Histopathologic image analysis is the golden standard for diagnosis of malignant lesions, but manual examination of images causes intense workload for pathologists. Computer-aided diagnosis (CAD) systems shall improve the diagnosis efficiency and increase inter-observer agreement. The TissueGnostics GmbH develop deep learning-based CAD systems to support physicians and improve diagnosis for patients.

Eingereicht von: Rupert Ecker, PhD
Amirreza Mahbod
Robert Nica
Catalin Captarencu
Firma/Universität: TissueGnostics GmbH
Homepage: www.tissuegnostics.com
Kooperationspartner: Medical University Vienna

Histopathological image analysis is considered as the most reliable method for recognition and diagnosis of tissue abnormalities such as malignant lesions. Image analysis is usually performed by an experienced pathologist, but the diagnosis process is not trivial. Many studies have shown that the average diagnostic concordance between specialists is approximately 75%. The manual examination of histological images poses an intense workload on the pathologists; in addition, there is a lack of pathologists in many parts of the world. In summary, these limitations motivate the development of computer-aided diagnosis (CAD) systems.

CAD systems are semi or fully automated image analysis algorithms, which are developed to help pathologists during the diagnosis procedure. Being a second opinion system, CAD systems are supposed to reduce the workload of specialists, to improve the diagnosis efficiency, to increase the level of inter-observer agreement and, in the end, also contribute to cost reduction.
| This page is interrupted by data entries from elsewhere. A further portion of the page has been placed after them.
PR #363, opened 2017-11-19
bugfix/#310-hidePWFields

### LINKED ISSUE #310: The field for the current password should be hidden in the "edit profile" section as admin
When I change the profile of another user as admin, I do not want to see the "password" field in the frontend ... because I don't know the current password.

HPunktOchs:
## Description:
The Password fields shall be hidden for everybody but the User who is allowed to see its own Password.

Closes #310 

## Improvements
- The Field is now hidden for those who are not allowed to see it.

## Known Issues:

------


khase:
Directly write the Issuenumber behind the Hashtag to link it
-> #310

app/webFrontend/src/app/user/user-edit/user-edit.component.ts
```diff
@@ -52,7 +57,7 @@ export class UserEditComponent implements OnInit {
   getUserData() {
     this.userDataService.readSingleItem(this.id).then(
       (val: any) => {
-        this.user = val;
+         this.user = val;
```
khase: please remove this unneccessary change

app/webFrontend/src/app/user/user-edit/user-edit.component.ts
```diff
@@ -33,15 +33,20 @@ export class UserEditComponent implements OnInit {
...
-  userIsAdmin(): boolean {
-    return this.userService.isAdmin();
+  hidePwFields() {
+    if (this.user) {
+      if (this.userService.user._id === this.user._id) {
+        return true;
+      }
+    } else {
+      return false;
+    }
```
khase: remove the `else` and always return `false` if you get to tis point.

Now you are just returning nothing if you are not the user which this profile belongs to (which 
incidental is the same as `false`)

app/webFrontend/src/app/user/user-edit/user-edit.component.ts
```diff
@@ -33,15 +33,20 @@ export class UserEditComponent implements OnInit {
     this.generateForm();
   }
 
-  userIsAdmin(): boolean {
-    return this.userService.isAdmin();
+  hidePwFields() {
```
khase: rename this to `showPwFields` to avoid confusion since the PwFields actually are shown when this validates to `true`

khase:
closes #370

life-science.eu - Foto: (c) Rupert EckerWhile there are a large number of automatic or semi-automatic methods for image analysis, machine learning-based algorithms have shown to be superior over conventional image processing techniques when multiple pattern types have to be recognized and distinguished. Conventional machine learning algorithms are based on hand-crafted features which are derived from images and attempt to replicate the pathologist’s classification method. However, a major problem of these approaches is the difficulty in choosing the most meaningful features for a specific dataset at hand, which potentially degrades the performance of the algorithm and increases the model complexity to be used by non-experts.
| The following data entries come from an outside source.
PR #394, opened 2017-11-28
Feature/260 download units

### LINKED ISSUE #260: Student: Download selected units
## Acceptance criteria:

- [x] select all/unselect all
- [x] select one or more lectures or reasonable units (files, videos, markdown) in the current course
- [x] download a zip-file with an ordered list of all selected units
show progress (zip file generation progress): Is not possible 
- [x] implement a hierarchy folder structure, which display the folder <number>. <lectureName>/<number>. <unitName>
- [x] add a delete logic
- [x] add a cache logic
- [x] remove special character and allow only character and numbers
- [x] implement a zip size limit
- [x] add a proper styling
- [x] show items that were too large for including in the zip file and offer a seperate download (non-zipped)

PatrickSkowronek:
## Description:
Implemented a download dialog for unit, lectures and complete courses

Closes #260 

## Improvements
- New Download Dialog for everthing

## Known Issues:
temp folder will not be cleared
------


api/src/controllers/DownloadController.ts
```diff
@@ -0,0 +1,93 @@
...
+  @Post('/')
+  async addTask(@Body() data: IDownload) {
+
+    if ( data.units.length === 0) {
+      throw new NotFoundError();
+    }
+
+    const fileName = await crypto.pseudoRandomBytes(16).toString('hex');
+    const filepath = appRoot + '/temp/' + fileName + '.zip';
+    const output = fs.createWriteStream(filepath);
```
grosspersky: Catch if file path is actually available and throw an error, currently the backend just crashes without any sign for the frontend.

api/src/controllers/DownloadController.ts
```diff
@@ -0,0 +1,93 @@
...
+
+  @Post('/')
+  async addTask(@Body() data: IDownload) {
+
+    if ( data.units.length === 0) {
+      throw new NotFoundError();
+    }
+
+    const fileName = await crypto.pseudoRandomBytes(16).toString('hex');
+    const filepath = appRoot + '/temp/' + fileName + '.zip';
```
grosspersky: Consider moving the file path to the config file since it is referenced at three different locations. This will make further updates much easier und more configurable.

api/src/controllers/DownloadController.ts
```diff
@@ -0,0 +1,93 @@
...
+          archive.append(taskUnit.description + '\n' + fileStream, {name: taskUnit.name + '.txt'});
+        }
+      } else {
+        throw new NotFoundError();
+      }
+    }
+
+    archive.finalize();
+
+    return 'api/temp/' + fileName + '.zip';
```
grosspersky: Consider moving the file path to the config file since it is referenced at three different locations. This will make further updates much easier und more configurable.

api/src/server.ts
```diff
@@ -51,6 +51,7 @@ export class Server {
     }
 
     // TODO: Needs authentication in the future
+    this.app.use('/api/temp', express.static('temp'));
```
grosspersky: Consider moving the file path to the config file since it is referenced at three different locations. This will make further updates much easier und more configurable.

api/src/controllers/DownloadController.ts
```diff
@@ -0,0 +1,93 @@
...
+      zlib: {level: 9} // Sets the compression level.
+    });
+
+    archive.on( 'error', function(err: Error ) {
+      throw err;
+    });
+
+    archive.pipe(output);
+
+    for (const unit of data.units) {
```
grosspersky: This whole for loop should be reworked. Attach your export methods directly to the matching mongoose schemas. This way you can avoid this if/else thing.

app/webFrontend/src/app/app.module.ts
```diff
@@ -11,6 +11,7 @@ import {
   APIInfoService,
   CodeKataUnitService,
   CourseService,
+  DownloadReq,
```
grosspersky: Bad naming, should be called something like CourseDownloadService.

app/webFrontend/src/app/shared/services/data.service.ts
```diff
@@ -403,6 +404,21 @@ export class AboutDataService extends DataService {
...
+  });
+}
+}
+
+@Injectable()
+export class DownloadReq extends DataService {
+  constructor(public backendService: BackendService) {
+    super('download/', backendService);
+  }
+  postDownloadReqForCourse(idl: IDownload) {
```
grosspersky: Why do you need so additional route for this. Just use the createItem method of the data service

api/src/controllers/DownloadController.ts
```diff
@@ -0,0 +1,93 @@
...
+import {FileUnit} from '../models/units/FileUnit';
+import {VideoUnit} from '../models/units/VideoUnit';
+import {IVideoUnit} from '../../../shared/models/units/IVideoUnit';
+import {Task} from '../models/Task';
+
+@JsonController('/download')
+@UseBefore(passportJwtMiddleware)
+export class DownloadController {
+
+  @Post('/')
```
grosspersky: Try setting the content type to zip to activate the regular download dialog.

api/src/controllers/DownloadController.ts
```diff
@@ -0,0 +1,243 @@
...
+          const fileUnit = <IFileUnit><any>localUnit;
+          fileUnit.files.forEach((file, index) => {
+            if (unit.files.indexOf(index) > -1) {
+              if ((file.size / 1024 ) > 51200) {
+                localTooLargeFiles.push(file.path);
+              }
+              localTotalSize += (file.size / 1024 );
+            }
+          });
+        } else if (localUnit.__t === 'video') {
```
grosspersky: This type does no longer exists after the migration scripts have been executed.
Also your filesize calculation would be redudant for the two types.

So you should either remove this else-Branch or at least refactor the file size calculation into resusable function.

api/src/controllers/DownloadController.ts
```diff
@@ -0,0 +1,243 @@
...
+        const localUnit = await
+          Unit.findOne({_id: unit.unitId});
+        if (localUnit.__t === 'file') {
+          const fileUnit = <IFileUnit><any>localUnit;
+          fileUnit.files.forEach((file, index) => {
+            if (unit.files.indexOf(index) > -1) {
+              data = data + file.name;
+            }
+          });
+        } else if (localUnit.__t === 'video') {
```
grosspersky: Previous comment applies here too.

The recent increase in available computing power and training dataset sizes allowed for the application of Convolutional Neural Networks (CNNs) to image classification and segmentation problems. In contrast to conventional machine learning approaches for image classification, they do not rely on hand-crafted features, but utilize large amount of images to derive task-specific image features. So far, these deep learning models have achieved excellent performance in image classification challenges in different fields, including medical image analysis, and in particular on histopathological images.

CAD may yield relevant information for diagnosis and prognosis, which the human eye and mind are unable to recognize or appreciate and thereby help to find yet unknown subclasses of histological features and/or diseases. While extremely promising, it will still take a significant amount of research and validation before the patient and physicians will benefit from this type of application. Thus, the research community still has to develop – and validate – appropriate algorithms.

The long-lasting collaboration between the company TissueGnostics GmbH (headed by CEO Rupert Ecker), an expert in microscope automation and tissue analysis, and the Medical University of Vienna (Isabella Ellinger, PI at the Inst. f. Pathophysiology and Allergy Research) is currently fostered by the joint participation in an EU-funded European Training Network (ETN; Grant #675228; https://casr.meduniwien.ac.at). The common PhD student, Amirreza Mahbod, makes use of deep CNNs for segmentation and classification of different histopathological images with minimum pre- and post-processing steps. In order to implement these algorithms, state-of-the-art deep learning-based architectures pre-trained on huge data sets of natural images are utilized and modified to be adapted for histopathological image analysis. All algorithms shall be tested and validated in „grand challenges in biomedical image analysis“. Upon successful performance of algorithms, the ultimate goal is to integrate them into the commercial StrataQuestTM software of TissueGnostics GmbH (Catalin Captarencu), make them available for clinical as well as biomedical research applications and integrate them into the custom StrataQuest™ Apps provided by TissueGnostics (Robert Nica).